After just two days’ play, every one of more than 10,000 puzzles in the ash dieback game Fraxinus had been looked at.
“This is when it gets really interesting for us, as players have to start stealing from each other to get a better score,” said Dr Dan MacLean, the scientist at The Sainsbury Laboratory behind the idea.
“The puzzles will be fine-tuned and this in turn helps improve the quality of results for us.”
There are already clear leaders among the thousands of people from 80 countries who have played, topped by Thor Nogson with a player called “AshGood GameDieback” coming in second. All players will have their contributions recognised.
The scientists are also lining up fresh data from samples of the ash dieback fungus. The current samples are from three infected woods in Norfolk. Samples from France and Japan collected by Genepool and The Sainsbury Laboratory scientists will help reveal where the British infection originated.
The game involves matching data from different samples represented by coloured leaf shapes. They have to be matched to a reference pattern at the top of the screen, which represents genetic data from the fungus taken from Kenninghall Wood in Norfolk.
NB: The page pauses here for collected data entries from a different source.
PR #2815, opened 2025-02-11
Multiprocessing support

### LINKED ISSUE #2812: multiprocessing support
We have had multiple reports of problems using zarr-python 3.x in a multiprocessing context: #2729, https://ossci.zulipchat.com/#narrow/channel/423692-Zarr/topic/Zarr.20v3.20force.20single.20threaded.20for.20forked.20processes. 

We should:
- ensure that our array / group classes play nicely in a multiprocessing context
- ensure that multiprocessing support is properly tested in the test suite

d-v-b:
I wanted to use this PR to add tests to ensure that basic array operations work in a multiprocessing context. But right now I just have 1 test, and it's failing with an infinite stall. Since this breaks the entire test suite, we should also fix the underlying bug in this PR. Stay tuned!

closes #2812

### DIFF
--- a/src/zarr/core/sync.py
+++ b/src/zarr/core/sync.py
@@ -101,7 +101,9 @@ def reset_resources_after_fork() -> None:
     _executor = None
 
 
-os.register_at_fork(after_in_child=reset_resources_after_fork)
+# this is only available on certain operating systems
+if hasattr(os, "register_at_fork"):
+    os.register_at_fork(after_in_child=reset_resources_after_fork)
 
 
 async def _runner(coro: Coroutine[Any, Any, T]) -> T | BaseException:
--- a/src/zarr/core/sync.py
+++ b/src/zarr/core/sync.py
@@ -3,6 +3,7 @@ from __future__ import annotations
 import asyncio
 import atexit
 import logging
+import os
 import threading
 from concurrent.futures import ThreadPoolExecutor, wait
 from typing import TYPE_CHECKING, TypeVar
@@ -87,6 +88,20 @@ def cleanup_resources() -> None:
 
 
 atexit.register(cleanup_resources)
+
+
+def reset_resources_after_fork() -> None:
+    """
+    Ensure that global resources are reset after a fork. Without this function,
+    forked processes will retain invalid references to the parent process's resources.
+    """
+    global loop, iothread, _executor
+    loop[0] = None
+    iothread[0] = None
+    _executor = None
+
+
+os.register_at_fork(after_in_child=reset_resources_after_fork)
 
 
 async def _runner(coro: Coroutine[Any, Any, T]) -> T | BaseException:
--- a/src/zarr/core/sync.py
+++ b/src/zarr/core/sync.py
@@ -96,9 +96,13 @@ def reset_resources_after_fork() -> None:
     forked processes will retain invalid references to the parent process's resources.
     """
     global loop, iothread, _executor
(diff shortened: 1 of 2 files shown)


d-v-b:
the underlying issue here is that store operations don't work in child processes.

d-v-b:
@martindurant this seems like your wheelhouse -- would you mind checking this over?

martindurant:
> sets the persistent loops to None in child processes

This is absolutely what you must do.
asyncio event loops, threads and file handles are the main category of things that "don't work" in a child process, with the specific problem depending on which thing it is and how the process is made.

d-v-b:
I think this PR is ready for review. The test I added checks that array indexing works in a multiprocessing context, which is a fine test, but the actual substance is whether our asynchronous store methods work with multiprocessing, and that can be tested without arrays. But I'd rather treat that as a test refactor for the future.

src/zarr/core/sync.py
```diff
@@ -89,6 +90,20 @@ def cleanup_resources() -> None:
 atexit.register(cleanup_resources)
 
 
+def reset_resources_after_fork() -> None:
+    """
+    Ensure that global resources are reset after a fork. Without this function,
+    forked processes will retain invalid references to the parent process's resources.
+    """
+    global loop, iothread, _executor
```
martindurant, line 98: strictly speaking, loop and iothread don't need to be global, since they are mutated in-place.

src/zarr/core/sync.py
```diff
@@ -89,6 +90,20 @@ def cleanup_resources() -> None:
...
+    loop[0] = None
+    iothread[0] = None
+    _executor = None
```
martindurant, line 101: Fix coverage: the main process never sees this function getting called. I suppose a test could explicitly call it.

tests/test_array.py
```diff
@@ -1382,3 +1384,39 @@ def test_roundtrip_numcodecs() -> None:
...
+    return arr[index]
+
+
+@pytest.mark.parametrize(
+    "method",
+    [
+        pytest.param(
+            "fork",
+            marks=pytest.mark.skipif(
+                sys.platform in ("win32", "darwin"), reason="fork not supported on Windows or OSX"
```
martindurant, line 1399: Because windows should only perform spawn? This decorator is a bit verbose, it would be OK to put `if ... : pytest.skip()` in the body of the function.

martindurant (approved):
I'm OK keeping these, effectively, as integration tests rather than store-specific. The top-level sync() we call internally is important here.

src/zarr/core/sync.py
d-v-b: I will just exempt these lines from coverage, since they are being tested indirectly

d-v-b:
maybe someone can explain what codecov is going on about? I find this hard to interpret:

image

I'm going to merge this later today unless there are objections.

tests/test_array.py
d-v-b: I think I prefer (verbose) parametrization over checking the OS in the test itself. The former gives better feedback in the test summary.

martindurant:
The "indirect changes" tab is picking up many lines in testing/stateful.py . I don't know why they show up here - maybe this file wasn't being tracked at all before?

martindurant:
OK, it looks like not all of the coverage reports were in yet :) 
Good now.

d-v-b:
thanks for your help martin!

PR #2819, opened 2025-02-12
Make `create_array` signatures consistent

### LINKED ISSUE #2810: `Group.create_array` does not take a `data` keyword argument
This is inconsistent with the `create_array` function and should be fixed. 

I'd be interested in ideas for how we can catch these omissions in tests. One idea would be to define functions / methods that are wrapping some other function, and checking that the signature of the wrapping functions / methods satisfies some check.

d-v-b:
This PR ensures that the various invocations of `create_array` are consistent. For reference, we have 4 ways to call `create_array`:
- `zarr.core.array.create_array` (the actual function that does stuff)
- `zarr.api.synchronous.create_array` (synchronous wrapper around the async function)
- `zarr.core.group.AsyncGroup.create_array` (method on `AsyncGroup` class that invokes `create_array`)
- `zarr.core.group.Group.create_array` (synchronous wrapper around the AsyncGroup method)

All of these functions should have _consistent_ signatures, but in main they don't, and a big part of this is missing tests. So this PR adds some tests that check that certain pairs of functions have identical parameters (we can't force the return types to match, because the async functions will return coroutines). To make the tests pass, this PR also ensures that all of the invocations of `create_array` have parameters that are consistent.

I say "consistent" because, when invoking `Group.create_array`, that method does not take a `store` argument, because we have one already from the group instance. Also, `Group.create_array` was recently given an extra keyword argument (`compressor`) that we need to deprecate. So the test that compares `zarr.core.array.create_array` with `zarr.core.group.AsyncGroup.create_array` only checks that all of `create_array` parameters are present in the group method. 

closes #2810

### DIFF
--- a/src/zarr/core/group.py
+++ b/src/zarr/core/group.py
@@ -20,6 +20,7 @@ from zarr.abc.metadata import Metadata
 from zarr.abc.store import Store, set_or_delete
 from zarr.core._info import GroupInfo
 from zarr.core.array import (
+    DEFAULT_FILL_VALUE,
     Array,
     AsyncArray,
     CompressorLike,
@@ -1009,7 +1010,7 @@ class AsyncGroup:
         compressors: CompressorsLike = "auto",
         compressor: CompressorLike = "auto",
         serializer: SerializerLike = "auto",
-        fill_value: Any | None = None,
+        fill_value: Any | None = DEFAULT_FILL_VALUE,
         order: MemoryOrder | None = None,
         attributes: dict[str, JSON] | None = None,
         chunk_key_encoding: ChunkKeyEncodingLike | None = None,
@@ -2430,7 +2431,7 @@ class Group(SyncMixin):
         compressors: CompressorsLike = "auto",
         compressor: CompressorLike = "auto",
         serializer: SerializerLike = "auto",
-        fill_value: Any | None = None,
+        fill_value: Any | None = DEFAULT_FILL_VALUE,
         order: MemoryOrder | None = None,
         attributes: dict[str, JSON] | None = None,
         chunk_key_encoding: ChunkKeyEncodingLike | None = None,
@@ -2835,7 +2836,7 @@ class Group(SyncMixin):
         compressors: CompressorsLike = "auto",
         compressor: CompressorLike = None,
         serializer: SerializerLike = "auto",
-        fill_value: Any | None = 0,
+        fill_value: Any | None = DEFAULT_FILL_VALUE,
         order: MemoryOrder | None = "C",
         attributes: dict[str, JSON] | None = None,
         chunk_key_encoding: ChunkKeyEncodingLike | None = None,
--- a/src/zarr/api/asynchronous.py
+++ b/src/zarr/api/asynchronous.py
@@ -11,6 +11,7 @@ from typing_extensions import deprecated
 
 from zarr.abc.store import Store
 from zarr.core.array import (
+    DEFAULT_FILL_VALUE,
     Array,
     AsyncArray,
     CompressorLike,
@@ -863,7 +864,7 @@ async def create(
     chunks: ChunkCoords | int | bool | None = None,
     dtype: ZDTypeLike | None = None,
     compressor: CompressorLike = "auto",
-    fill_value: Any | None = None,  # TODO: need type
+    fill_value: Any | None = DEFAULT_FILL_VALUE,
     order: MemoryOrder | None = None,
     store: str | StoreLike | None = None,
     synchronizer: Any | None = None,


LDeakin:
> worth noting that this changes some defaults (we were using a default fill_value of `None` in some places, and 0 in other places, for example). When in doubt, I picked the default that seemed more default.

`fill_value = None` seems a more sensible default to me, with some docs somewhere explaining how this maps to a default fill value for each data type. `0` needs conversion for any non-integer data type, and this is exactly what caused https://github.com/zarr-developers/zarr-python/issues/2792#issuecomment-2644362122 in `zarr-python` 2.

d-v-b:
> > worth noting that this changes some defaults (we were using a default fill_value of `None` in some places, and 0 in other places, for example). When in doubt, I picked the default that seemed more default.
> 
> `fill_value = None` seems a more sensible default to me, with some docs somewhere explaining how this maps to a default fill value for each data type. `0` needs conversion for any non-integer data type, and this is exactly what caused [#2792 (comment)](https://github.com/zarr-developers/zarr-python/issues/2792#issuecomment-2644362122) in `zarr-python` 2.

That works for me. In `main` I think we have a mix of 0 and `None` floating around, I think I chose 0 for this PR because it seemed like the majority, but I'm happy to switch to `None` here

d-v-b:
with https://github.com/zarr-developers/zarr-python/pull/2819/commits/642272dcaf0ae313034046a494225ae4a87d6d31 the default fill value is `None` for the array creation funcs.

src/zarr/core/group.py
```diff
@@ -987,22 +987,24 @@ async def create_array(
...
+        dtype: npt.DTypeLike | None = None,
+        data: np.ndarray[Any, np.dtype[Any]] | None = None,
         chunks: ChunkCoords | Literal["auto"] = "auto",
         shards: ShardsLike | None = None,
         filters: FiltersLike = "auto",
         compressors: CompressorsLike = "auto",
         compressor: CompressorLike = "auto",
         serializer: SerializerLike = "auto",
-        fill_value: Any | None = 0,
+        fill_value: Any | None = None,
```
dstansby, line 999: Does this mean the default fill value is no longer `0`?

changes/2819.chore.rst
```diff
@@ -0,0 +1 @@
+Ensure that invocations of ``create_array`` use consistent keyword arguments.
```
dstansby, line 1: I think it would be helpful for users to add more concretely what has changed, ie which functions have gained which arguments.

dstansby (commented):
👍 for this in general - I left one request for a more verbose changelog entry, and one question.

src/zarr/core/group.py
d-v-b: in `main` the default fill value is not consistent. in some places it's 0 (e.g., here), and in [other places](https://github.com/zarr-developers/zarr-python/blob/64b9a370a94c8d8afcfd06f93ca25d77e668cdd6/src/zarr/core/array.py#L4019) it's `None`. This PR makes it consistently `None`.

changes/2819.chore.rst
d-v-b: https://github.com/zarr-developers/zarr-python/pull/2819/commits/3fa6526511200c25256c0c9abc5afac95803ff47

src/zarr/core/group.py
dstansby: I think worth shouting loudly that this has changed (for certain functions) in a changelog entry then, if it changes the default behaviour.

d-v-b: let me know what you think of the language I added to the changelog in my recent commit

changes/2819.chore.rst
```diff
@@ -0,0 +1,4 @@
+Ensure that invocations of ``create_array`` use consistent keyword arguments, with consistent defaults.
+Specifically, ``zarr.api.synchronous.create_array`` now takes a ``write_data`` keyword argument; The
+``create_array`` method on ``zarr.Group`` takes ``data`` and ``write_data`` keyword arguments. The ``fill_value``
+keyword argument of the various invocations of ``create_array`` has been consistently set to ``None``, where previously it was either ``None`` or ``0``.
```
dstansby, line 4:
```suggestion
Ensure that invocations of ``create_array`` use consistent keyword arguments, with consistent defaults.
Specifically, ``zarr.api.synchronous.create_array`` now takes a ``write_data`` keyword argument; The
``create_array`` method on ``zarr.Group`` takes ``data`` and ``write_data`` keyword arguments.
The ``fill_value`` keyword argument of the various invocations of ``create_array`` has been consistently set to ``None``, where previously it was either ``None`` or ``0``.
In practice this does not change the default fill value assigned to arrays when the fill value is not manually set.
```

dstansby (approved):
Thanks for the changelog update, looks great to me. I left one more suggestion - I did a bit of testing and this doesn't seem to change the fill value that's set on the arrays (which is good, but I think worth reassuring users)

d-v-b:
> Thanks for the changelog update, looks great to me. I left one more suggestion - I did a bit of testing and this doesn't seem to change the fill value that's set on the arrays (which is good, but I think worth reassuring users)

how did you check this? because for zarr v2 data, it _should_ make a difference -- `None` is a valid v2 fill value, and it's not the same as 0

dstansby:
I didn't check for v2 🙈 . If it does make a difference, that should be made very clear in the changelog (and we should think about putting this PR in a non-bugfix release since it's a breaking change?)

d-v-b:
@LDeakin that was my impression as well. I think for v2 data the contents of the array metadata will be sensitive to the `None` / 0 distinction, but at runtime the actual array data should be the same in zarr-python. but this might vary in other implementations.

d-v-b:
The nullable fill value is also clunky because zarr v2 supports the python `Object` dtype, and `None` is a valid instance of the `Object` dtype, which makes it impossible to distinguish "no fill value" from "the fill value is the literal `None`" for arrays with that dtype (or any other dtype that admits `None` as a value). 

We would have to get a measure of the impact on users, but if it doesn't inconvenience a lot of people then I would definitely support dropping the creation of arrays with a `null` fill value.

tests/test_metadata/test_consolidated.py
```diff
@@ -521,7 +521,7 @@ async def test_consolidated_metadata_v2(self):
                         dtype=dtype,
                         attributes={"key": "a"},
                         chunks=(1,),
-                        fill_value=0,
+                        fill_value=None,
```
dstansby, line 524: So to clarify, this change is a breaking one for writing v2 data? Is this something we want to avoid breaking?

d-v-b: it's change to how v2 metadata is written. the actual array data will be written as before. Because the signatures of the affected functions are inconsistent, there is _no way_ to achieve the goal of this PR without changing the default behavior of some of those functions, which will result in different metadata being written to disk as an effect.

d-v-b: so to your questions: it's breaking if someone relied on the default metadata document produced by some, but not all, of our array creation routines. And no, we do not want to avoid breaking, because the cost of a confusing, inconsistent API is worth paying in this case

dstansby (changes requested):
Sorry to be a bit of a pain, but I'm going to put a request changes on this until we've resolved how we're going to bump the version number (and/or update our [versioning policy](https://zarr.readthedocs.io/en/stable/developers/contributing.html#api-compatibility)) for this change. See https://github.com/zarr-developers/zarr-python/pull/2819#discussion_r1980210543 for more context.

tests/test_metadata/test_consolidated.py
d-v-b: I think we should adjust the versioning policy, and also release the changes in this PR in a minor (non-patch) release. We were already planning on making breaking changes without incrementing the major version number -- deprecated functions like `create` were slated to be removed long before a 4.x release. So I think the versioning policy needs updating.

d-v-b:
that works for me! would you like to open an issue about the versioning policy, or should I?

dstansby:
I can 👍

d-v-b:
it turns out that the default fill value of `0` is problematic for #2874, so I'd like to elevate the priority of this PR. Given our new versioning policy, do you think this is good to go after I sort out the merge conflicts @dstansby?

dstansby:
Is changing the default value of the `fill_value` argument a breaking change? Either way that should be made clearer in the changelog entry - and if it is breaking, we need a release plan for 3.1 before merging this, so we don't accidentally end up in a place where stuff targeted for 3.1 ends up blocking bug fix releases for a long time while all the work for 3.1 is finished.

d-v-b:
ultimately I think whether these changes are breaking depends on whether you believe it's a bug that different definitions of the same function have different default values.

dstansby:
Does changing the values affect any behaviour, or any metadata that gets written to zarr arrays or groups? If not, then I'd say this isn't breaking. If it does, then I'd say it is breaking.

d-v-b:
I think there are two questions:
- Is the current situation (the same function with different default values) bugged? I believe the answer to this is "yes".
- Is it possible to fix that bug without changing behavior of zarr-python? I believe the answer to this is "no".

Because this library produces data, we will inevitably have bugs that affect how data is produced. Therefore, fixing those bugs will change how data is produced. If the bug fix takes us from "writes invalid data" to "writes valid data", that's a clear win. But if the bug fix takes us from "writes valid data" to "writes slightly different valid data", then things are less clear cut. I think we are in this second scenario. 

For simplicity lets say that these changes are breaking, and thus a good fit for a 3.1 release. it might be time to think about a 3.1 branch!

d-v-b:
> how that changes the data values returned from emtpy portions of an array with `fill_value=None` vs. `fill_value=0`.

there is no change here, zarr-python uses an array of zeros (or the zeros-equivalent, per data type) in either case.

dstansby:
I still need to wrap my head around the fill value changes a bit - in the meantime, perhaps adding the new arguments could be done in a separate PR, since that's definitely backwards compatible and probably something we could put in a 3.0.x release?

changes/2819.chore.rst
dstansby, line 1: Since "chore type" changelong entries don't get rendered (e.g., see https://zarr.readthedocs.io/en/stable/release-notes.html#misc), I'd recommend splitting this up into a "feature" entry for the updated signatures, and a separate "feature" for the change in default fill_value arguments.

dstansby (approved):
👍 had another think about this, and I think it's good as long as the changelog is fixed so it's visible. I would like someone else to review this though, just to check the default changes to the fill value are okay.

dstansby:
Pinging @zarr-developers/python-core-devs - would be good to get a second review on this

d-v-b:
the test failure here is windows-specific and fixed in https://github.com/zarr-developers/zarr-python/pull/3151

d-v-b:
these function signature tests are gold. they caught a _bunch_ of recently-added inconsistencies

changes/2819.chore.rst
d-v-b: the change in default fill value has already been done by https://github.com/zarr-developers/zarr-python/pull/3198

Players get more points for beating someone else’s score on a pattern.
“The response has been overwhelming and will help with real analysis for our research,” said Dr MacLean.
Some puzzles that cannot be improved on have already been removed from the game and the data returned to the research database ready for further analysis by the scientists.
Each tiny white mushroom of the ash dieback fungus can produce 1500 spores an hour during the morning to spread to new trees and new areas. Scientists were devastated to find the woodland floor at Ashwellthorpe carpeted with these mushrooms the day before the launch of the game, making Norfolk an epicentre for the onward spread of ash dieback.